The 17.8% residual attack success rate indicates that determined adversaries may still succeed, particularly with novel attack patterns not represented in training data. While methods like AutoDefense [12] achieve lower ASR (7.95%) through exhaustive multi-agent debate, such approaches introduce substantial computational costs (estimated 3-4× higher latency) and may not be practical for real-time applications. Our design philosophy prioritizes a balanced trade-off: we accept a moderate increase in ASR (10 percentage points) in exchange for substantially better privacy protection (6.8% PLR vs. unreported for AutoDefense), lower latency (15.3% vs. estimated 45-60% overhead), and higher task success (89.7% vs. 88.4%).
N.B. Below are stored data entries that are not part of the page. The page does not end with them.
PR #1699, opened 2026-05-15
fix(docker): pre-create /home/deepseek/.deepseek to avoid permission denied on first run

### LINKED ISSUE #1684: Docker: `Permission denied (os error 13)` creating .deepseek/tasks/runtime/threads on first run
## Description

Running the prebuilt `ghcr.io/hmbown/deepseek-tui:latest` image with the exact `docker run` invocation from the README's install section fails to start. The agent aborts trying to create a directory inside the mounted `/home/deepseek/.deepseek` volume with `Permission denied (os error 13)`.

## Steps to reproduce

1. `docker volume create deepseek-tui-home`
2. Run the command copied verbatim from the README:

```bash
docker run --rm -it \
  -e DEEPSEEK_API_KEY="$DEEPSEEK_API_KEY" \
  -v deepseek-tui-home:/home/deepseek/.deepseek \
  -v "$PWD:/workspace" \
  -w /workspace \
  ghcr.io/hmbown/deepseek-tui:latest
```

## Expected behavior

`deepseek` starts and the TUI is usable.

## Actual behavior

Process exits immediately with:

```
Failed to create /home/deepseek/.deepseek/tasks/runtime/threads
Caused by:
    Permission denied (os error 13)
```

## Impact

Blocks first-time Docker users following the README Quickstart verbatim. Reproduces deterministically on a clean environment.

## Environment

- OS: macOS 26.5 (Darwin 25.5.0, arm64)
- DeepSeek CLI version: `ghcr.io/hmbown/deepseek-tui:latest` (Docker image)
- Install method: Docker / GHCR
- Model/provider: deepseek-v4-pro / DeepSeek
- Terminal app: macOS terminal
- Shell: zsh
- Docker runtime: OrbStack; Docker client 29.5.0 / server 29.4.0

Tail of terminal output:

```
... Failed to create /home/deepseek/.deepseek/tasks/runtime/threads

                                                       Caused by:
                                                                   Permission denie
(os error 13)
```

mvanhorn:
## Summary

The non-root `deepseek` user couldn't write `/home/deepseek/.deepseek/tasks/runtime/threads` on first run inside Docker, failing with `Permission denied (os error 13)`. The Dockerfile created the user and switched to it before any process ever touched the home subdirectory; the runtime then hit a fresh `/home/deepseek` owned by root (because the user's HOME was newly created with default perms but bind-mounted volumes adopted root ownership).

Pre-create `/home/deepseek/.deepseek` with `deepseek:deepseek` ownership in the same `RUN` that adds the user, so any subsequent volume mount or process write lands on a directory the runtime user can write to.

## Why this matters

Reporter @[issue1684_user] in #1684 reported the bridge crashing on first launch in Docker before any thread could be created. The fix is contained to the user-setup section of the Dockerfile (same `RUN` that calls `useradd`), keeps the image layer count unchanged, and doesn't touch the runtime.

Fixes #1684

### DIFF
--- a/Dockerfile
+++ b/Dockerfile
@@ -75,8 +75,7 @@ RUN apt-get update && apt-get install -y --no-install-recommends \
 # Non-root user with explicit UID/GID for filesystem ownership clarity.
 RUN groupadd --gid 1000 deepseek \
     && useradd --create-home --shell /bin/bash --uid 1000 --gid 1000 deepseek \
-    && mkdir -p /home/deepseek/.deepseek \
-    && chown -R deepseek:deepseek /home/deepseek/.deepseek
+    && install -d -m 0700 -o deepseek -g deepseek /home/deepseek/.deepseek
 USER deepseek
 WORKDIR /home/deepseek
 
--- a/Dockerfile
+++ b/Dockerfile
@@ -74,7 +74,9 @@ RUN apt-get update && apt-get install -y --no-install-recommends \
 
 # Non-root user with explicit UID/GID for filesystem ownership clarity.
 RUN groupadd --gid 1000 deepseek \
-    && useradd --create-home --shell /bin/bash --uid 1000 --gid 1000 deepseek
+    && useradd --create-home --shell /bin/bash --uid 1000 --gid 1000 deepseek \
+    && mkdir -p /home/deepseek/.deepseek \
+    && chown -R deepseek:deepseek /home/deepseek/.deepseek
 USER deepseek
 WORKDIR /home/deepseek
 


mvanhorn:
Fixed in a6c7c83 — collapsed mkdir + chown into `install -d -m 0700 -o deepseek -g deepseek /home/deepseek/.deepseek`. Since the directory holds API keys, 0700 is the right default. Thanks for the catch.

Hmbown:
Thanks for this. The Docker permission fix was harvested into v0.8.39 via #1734 and credited in the changelog, so I am closing this PR to keep the queue clean. If the latest GHCR image still fails with the README named-volume command, please reopen or file a fresh repro and we will treat it as a v0.8.40 blocker.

This reflects a deliberate design choice favoring comprehensive security coverage over single-metric optimization. Future work could explore hybrid approaches that combine our governance architecture with selective debate mechanisms for high-risk scenarios. This underscores the importance of defense-in-depth strategies combining technical controls with operational procedures.

6.3. Ethical Considerations

While SecureGov-Agent is designed to enhance security, the monitoring capabilities it provides could potentially be misused for surveillance or censorship. We emphasize that deployment should comply with applicable privacy regulations and organizational policies, with appropriate transparency to users regarding security monitoring practices.

7. Conclusions

We presented SecureGov-Agent, a governance-centric framework for securing multi-agent LLM systems against backdoor attacks, prompt injection, and privacy leakage. Through centralized monitoring, multi-perspective risk scoring, and adversarial training, our approach achieves a balanced trade-off between security, privacy, and efficiency while maintaining practical task completion rates.

Experimental results demonstrate 73.2% reduction in attack success rates compared to unprotected systems and 81.4% reduction in privacy leakage across medical, financial, and document processing scenarios. While specialized approaches like AutoDefense achieve lower absolute ASR through intensive debate mechanisms, SecureGov-Agent distinguishes itself through comprehensive multi-dimensional protection: achieving the lowest privacy leakage rate (6.8%) among compared methods, maintaining high task success (89.7%), and introducing only moderate latency overhead (15.3%). The ablation study confirms the complementary contributions of each framework component, with the Privacy Detector and Content Analyzer proving most critical for comprehensive protection.

Our work contributes a reproducible benchmark for multi-agent security research and provides practical guidelines for deploying LLM agents in privacy-sensitive contexts. As multi-agent systems become increasingly prevalent in high-stakes applications, we believe governance-centric architectures that balance multiple security dimensions will play an essential role in enabling their safe and trustworthy operation.